EverMind workforce studies 93.05% on LoCoMo, 83.00% on LongMemEval, and 93.04% on HaluMem. It additionally cites sub-500ms p95 retrieval latency. LoCoMo and LongMemEval measure long-term conversational reminiscence; HaluMem targets reminiscence hallucination. These numbers come from EverMind posts.

The desk beneath compares EverOS in opposition to frequent alternate options on concrete design dimensions:

Dimension EverOS Naive RAG Full context window Other reminiscence libraries
Source of fact Plain Markdown .md information Vector DB data Prompt solely API or database state
Local stack Markdown + SQLite + LanceDB Vector DB + app code None Often managed providers
Retrieval Hybrid BM25 + vector + scalar Dense vector solely None (no retrieval) Varies
Procedural reminiscence Cases distilled into Skills None None Rare
Multimodal ingest PDF, picture, Office, URL in a single name Manual pipeline Via context solely Partial
LoCoMo accuracy 93.05% (EverMind-reported) N/A (context restrict) Varies
License Apache 2.0 Varies N/A Varies / proprietary

Use Cases, With Real Examples

The library hyperlinks to working integrations.

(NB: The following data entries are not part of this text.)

PR #2251, opened 2015-08-15
New package: cava-0.3.3

JayVii:
[Console-based Audio Visualizer for ALSA](https://github.com/karlstav/cava)
build_styles failed because, there's neither "configure", nor "make" needed. "make install" is all.


JayVii:
well, no.

PR #3490, opened 2016-01-29
New package: python-marisa-trie-0.7.2

bra1nwave:


srcpkgs/python-marisa-trie/template
```diff
@@ -0,0 +1,30 @@
...
+distfiles="https://github.com/kmike/marisa-trie/archive/${version}.tar.gz"
+checksum=5a5ca6a032fe924097f87439130f013dfb2682e597f4d5414bb87cfe49bc715e
+
+post_install() {
+	vlicense LICENSE
+}
+
+python3.4-marisa-trie_package() {
+	pycompile_version="3.4"
+	pycompile_module="marisa-trie"
```
xtraeme: both `pycompile_module` are wrong, there's not a module named this way.

bra1nwave:
OK, I removed them. Thanks

Issue #3495, opened 2016-01-31
Package request: nvidia (outdated)


nem-arch:
if the latest and stable version are equal to the short-/longlived versions, nvidia is outdated [1].
nvidia-352.63_1 is outdated to shortlived 358.16
nvidia-stable-340.96_1 is outdated to longlived 352.79

[1] https://www.nvidia.com/object/unix.html

xtraeme:
Please do not submit problem reports to just report a package is outdated.

If you need another new version please submit a Pull Request with a proper commit.

THanks

nem-arch:
So a user finds an outdated package and you expect him to submit an updated package himself? I think you are confusing 'user' and 'maintainer' here. If that is really what you expect your void users to do, then void is not the one I was looking for.

The nvidia package was outdated since november by the way!

Duncaen:
@nem-arch we already have a script that creates a list of outdated packages, see http://repo.voidlinux.eu/void-updates/void-updates.txt

I don't see whats the problem with asking for a PR, in most cases you just have to change the version number and update the checksums.

nem-arch:
There's no problem with asking for a PR, but:
A maintainer (or at least someone with commit rights) didn't know any better and pointed me to create an "outdated" issue.
Why was the package outdated for two months if it's just two numbers changing and an automated script should have indicated it?
Why should a user care updating it in the first place if it's the maintainers job? I'm not a maintainer.

xtraeme:
Let's clarify some things:

1- I'm aware the packages were outdated, HOWEVER if you look at the commit logs you'll see that I have created everything related to void: xbps, xbps-src, void-mklive, etc.
2- I waste enough HOURS DAILY for 8 years already, even I'm not getting paid for any of this.
3- My time is precious and I make enough changes daily, can't update EVERYTHING daily.
4- I've got a life and I got to maintain TWO daughters.

So just be patient until someone updates the affected packages, or update them yourself and submit a pull request, or just GTFO.

HTH

nem-arch:
1) I'm aware you are the author of the tools. Is that related to the topic?
2) I'm aware the work is unpaid, not only for you, but for all maintainers.
3) Everybody's time is precious. I'm aware that not everything is updated daily.
4) Everybody has a life to maintain. Is that related to the topic?

I was patient. Two months. Maybe hand off some packages, so other people from the devteam feel responsible before a user needs to intervene. And maybe change this quote from the voidlinux frontpage:
"
Rolling release
[...]

PR #3496, opened 2016-01-31
nvidia-stable: updated to 352.79

Vaelatern:
#3495


Vaelatern:
xlint fails because vman doesn't understand .gz files can be man pages but xlint expects it to.

chneukirchen:
Void does not use compressed manpages, they should be unpacked first.

Vaelatern:
They were not uncompressed in the package before. I shall add decompression.

Vaelatern:
Decompression added, all checks passing.

PR #3497, opened 2016-01-31
[WIP] nvidia: updated to 358.16

Vaelatern:
#3495 
Also fixes xlint warnings.
Still WIP due to missing file on version upgrade.


srcpkgs/nvidia/template
```diff
@@ -159,10 +168,6 @@ do_install() {
 
 	# dkms pkg
 	vmkdir usr/src/nvidia-${version}
-	# add nvidia-uvm dkms submodule too.
```
Vaelatern: Reports of failing to add dkms so this section needs review.

srcpkgs/nvidia/template
```diff
@@ -159,10 +168,6 @@ do_install() {
...
-	if [ "$XBPS_TARGET_MACHINE" = "x86_64" ]; then
-		cat kernel/uvm/dkms.conf.fragment >> kernel/dkms.conf
```
Vaelatern: `kernel/uvm/` no longer exists, `kernel/dkms.conf` still does, and `kernel/nvidia-uvm` doesn't have any conf files in it to append to `kernel/dkms.conf`

Vaelatern:
https://git.io/vg8BO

They present what persistent reminiscence permits in actual merchandise.

Hive Orchestrator is a browser-native hive-mind for CLI coding brokers. Claude Code, Codex, Gemini, and OpenCode collaborate as actual PTY processes by a shared workforce protocol.

Reunite makes use of semantic reminiscence for public-value search. Parents describe what they bear in mind, kids describe what they recall, and the system surfaces connections.

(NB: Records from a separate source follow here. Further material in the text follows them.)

PR #3498, opened 2016-01-31
New package: slurm-wlm 15.08.7

Vaelatern:


Vaelatern:
Musl compilation is broken -- can't find type `ino_t`.

srcpkgs/slurm-wlm/template
```diff
@@ -0,0 +1,19 @@
+# Template file for 'slurm-wlm'
+pkgname=slurm-wlm
+version=15.08.7
+revision=1
+wrksrc=slurm-$version
+build_style=gnu-configure
+hostmakedepends="perl cgit python"
+makedepends="munge-devel lua-devel hdf5-devel pam-devel libressl-devel gtk+
+	libnuma-devel ncurses-devel readline-devel rrdtool-devel mysql"
```
xtraeme: Adding `gtk+` and `mysql` as `makedepends` is useless.

srcpkgs/slurm-wlm/template
```diff
@@ -0,0 +1,19 @@
...
+depends="munge libnuma lua readline ncurses rrdtool libressl pam hdf5 mysql gtk+"
```
xtraeme: This depends line is completely unnecessary.

srcpkgs/slurm-wlm/template
```diff
@@ -0,0 +1,18 @@
+# Template file for 'slurm-wlm'
+pkgname=slurm-wlm
+version=15.08.7
+revision=1
+wrksrc=slurm-$version
+build_style=gnu-configure
+hostmakedepends="perl cgit python pkg-config"
```
xtraeme: Please disable static libs, as you won't need them (no -devel pkg). `configure_args="--disable-static"`.

Vaelatern:
Fixed. In the future it may be useful to re-enable static libs, but currently I can't find anybody who actually builds against slurm-wlm.

Vaelatern:
All issues resolved.

PR #3115, opened 2015-12-04
New package: ndpi-1.6

diogoleal:

PR #3503, opened 2016-02-01
New package: ndpi-1.6

Vaelatern:
Since #3115 seems dead, this is that work with a change in maintainer.


srcpkgs/ndpi/template
```diff
@@ -0,0 +1,35 @@
+# Template file for 'ndpi'
+pkgname=ndpi
+version=1.6
+revision=1
+wrksrc=nDPI-${version}
+build_style=gnu-configure
+configure_args="--prefix=/usr"
```
xtraeme: This line is redundant, `--prefix=/usr` is set by default with `build_style=gnu-configure`.

srcpkgs/ndpi/template
```diff
@@ -0,0 +1,35 @@
...
+hostmakedepends="libtool autoconf automake pkg-config"
```
xtraeme: `autoconf` is redundant, it's a dependency of `automake`

Vaelatern:
Rebased and pushed. All issues addressed.

PR #3504, opened 2016-02-01
openjdk: update to 8u82.

Vaelatern:


Vaelatern:
https://travis-ci.org/voidlinux/void-packages/jobs/106173880
Re-pushed to fix the revision.

PR #3517, opened 2016-02-02
Add hid_rmi module to linux4.3

renatoaguiar:
This module is required to use touchpad on some laptops, like Levono S21e.


xtraeme:
Enabled the module for 4.1, 4.3 and 4.4.

Thanks!

PR #3521, opened 2016-02-02
New package: global

renatoaguiar:


srcpkgs/global/template
```diff
@@ -0,0 +1,14 @@
+# Template file for 'global'
+pkgname=global
+version=6.5.1
+revision=1
+build_style=gnu-configure
+configure_args="--with-exuberant-ctags=/usr/bin/ctags"
```
xtraeme: Please disable static libs, because they are not useful on this pkg, i.e `--disable-static`.

PR #3524, opened 2016-02-02
adobe-flash-plugin: fixed URL

rocx:
Despite the `adobe-flash-plugin` being marked as restrictive and [requiring manual building](https://wiki.voidlinux.eu/Flash), the package would always fail to build as the URL was pointing to the wrong location.  This patch points XBPS to the right place and the package can be installed successfully once built.


xtraeme:
Please fix the commit log messages as explained in CONTRIBUTING.md.

xtraeme:
Well, you've updated this pkg to a new version and your commit log still says "fixed URL/checksum".

PR #3525, opened 2016-02-02
Java: manage profiles scripts by alternatives

Gottox:
This PR moves the profiles file to a different location and adds an alternative to /etc/profile.d/java.sh.

This way we ensure, that the right JAVA_HOME is set when the java alternative is activated on a package.


Gottox:
Not ready yet, need to fix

Other examples span healthcare and {hardware}. They embrace an Alzheimer’s reminiscence assistant and an AI wearable. The wearable listens to on a regular basis life and converts it into reminiscence. A research buddy with self-evolving reminiscence can also be among the many examples. The wider ecosystem provides a Claude Code plugin and an MCP-based reminiscence layer for coding assistants.

A Five-Minute Code Walkthrough

Installation makes use of normal Python tooling. EverOS requires Python 3.12 or newer. The native demo wants no API keys.

# Requires Python 3.12+
uv pip set up everos        # or: pip set up everos
everos demo                  # native instructional visualizer, no keys
everos init                  # paste OpenRouter + DeepInfra keys into .env
everos server begin          # begins the FastAPI server
curl http://127.0.0.1:8000/well being   # -> {"standing":"okay"}

Adding and looking out reminiscence are plain HTTP calls. The instance beneath shops a reality, forces extraction, then retrieves it.

# 1) Add a brief dialog
curl -X POST http://127.0.0.1:8000/api/v1/reminiscence/add 
  -H 'Content-Type: software/json' 
  -d '{"session_id":"demo-001","app_id":"default","project_id":"default",
       "messages":[{"sender_id":"alice","role":"user","timestamp":1750000000000,
                    "content":"I love climbing in Yosemite every spring."}]}'

# 2) Flush to power extraction (native demo)
curl -X POST http://127.0.0.1:8000/api/v1/reminiscence/flush 
  -H 'Content-Type: software/json' 
  -d '{"session_id":"demo-001","app_id":"default","project_id":"default"}'

# 3) Search it again
curl -X POST http://127.0.0.1:8000/api/v1/reminiscence/search 
  -H 'Content-Type: software/json' 
  -d '{"user_id":"alice","app_id":"default","project_id":"default",
       "question":"Where do I prefer to climb?","top_k":5}'

Multimodal ingestion is an optionally available additional. Installing everos[multimodal] provides parsing for photographs, PDFs, and audio. Office paperwork moreover require LibreOffice, which converts information to PDF earlier than parsing.

Try It: Interactive Memory Demo

The embedded demo beneath simulates the EverOS loop in your browser. Add a snippet, watch it get extracted and tagged, then search it again by hybrid retrieval. It is illustrative and doesn’t hook up with a reside server.